I was reading the message about assembly book from Intel, so I looked on the Intel site for those book and found nothing. Could you send me more information about those assembly book.

Thanks

dedndave

hi Marsqaqne
welcome to the forum

that book isn't written or distributed by Intel
it is a book by Kip Irvine:

http://kipirvine.com/asm/4th/index.html

GregL

#4
Assembly Language for x86 Processors (6th Edition)     Expensive.  Covers 32-bit Windows assembly language.

Assembly Language for Intel-Based Computers (5th Edition)  Earlier edition of the book above, probably just as good.  Covers 32-bit Windows assembly language.

Introduction to 80x86 Assembly Language and Computer Architecture (2nd Edition) Covers 32-bit Windows assembly language.

Besides what Hutch said, these are the ones I would recommend.  Search Books on Amazon.com for "Assembly Language" for details on these and for more books.

Oops, Dave posted while  I was typing this.  The 4th edition just has a little less content than the 5th.

cork

technobot - the book I'm currently using to get down the basics is "Introduction to Assembly Language Programming" by Sivarama P. Dandamudi. It uses MASM and is clearly written. I have a dozen or so books on the subject and that is the one that I chose to start learning from. The book strikes the right balance for me.

I'm also supplementing this with the MASM Programmer's Reference. Anything that I'm unclear about I run past the guys here.

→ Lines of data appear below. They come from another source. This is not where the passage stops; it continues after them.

PR #974, opened 2022-08-15
Allow sharding config to be written in yaml or json

priyawadhwa:
Right now we only support yaml, which is getting annoying with Helm (Helm has a bunch of issues trying to parse it).

### DIFF
--- a/pkg/sharding/ranges.go
+++ b/pkg/sharding/ranges.go
@@ -18,6 +18,7 @@ package sharding
 import (
 	"context"
 	"encoding/base64"
+	"encoding/json"
 	"errors"
 	"fmt"
 	"io/ioutil"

I chose to work with a book that uses MASM syntax, since it seems to be the most popular.

I'm using MASM32 with Quick Editor and that has been a godsend.

hutch--

If you want the real McCoy[tm] Intel manuals, go to the Intel site and find the PDF manuals for the current i7 hardware. Its not for the faint of heart but neither is assembler language programming. The Intel manuals are the exhaustive reference for Intel x86 processors.